**What you have to do**. Nothing should be left out: output all of the entries exactly.

**Data section**.
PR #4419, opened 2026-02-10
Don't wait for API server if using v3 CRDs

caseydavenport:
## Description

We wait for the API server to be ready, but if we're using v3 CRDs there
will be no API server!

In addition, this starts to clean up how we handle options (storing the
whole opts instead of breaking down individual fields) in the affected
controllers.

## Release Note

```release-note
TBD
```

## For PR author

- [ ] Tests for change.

**Response**.
PR #4419, opened 2026-02-10
Don't wait for API server if using v3 CRDs

caseydavenport:
## Description

We wait for the API server to be ready, but if we're using v3 CRDs there
will be no API server!

In addition, this starts to clean up how we handle options (storing the
whole opts instead of breaking down individual fields) in the affected
controllers.

## Release Note

```release-note
TBD
```

## For PR author

- [ ] Tests for change.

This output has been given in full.